Restate each entry shown beneath this instruction, keeping its wording intact.

++++++

PR #3112, opened 2026-09-14
fix: reduce ICE candidate logging

jallamsetty1:
Two changes to the ICE candidate log output.

Drops the `ip` and `rel-addr` attributes from the `transport-info` candidate log line, and the trailing element dump from the "No ICE candidates to add" error. All other candidate fields are unchanged.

++++++

◆ ANSWER TO THIS TASK:
PR #3112, opened 2026-09-14
fix: reduce ICE candidate logging

jallamsetty1:
Two changes to the ICE candidate log output.

Drops the `ip` and `rel-addr` attributes from the `transport-info` candidate log line, and the trailing element dump from the "No ICE candidates to add" error. All other candidate fields are unchanged.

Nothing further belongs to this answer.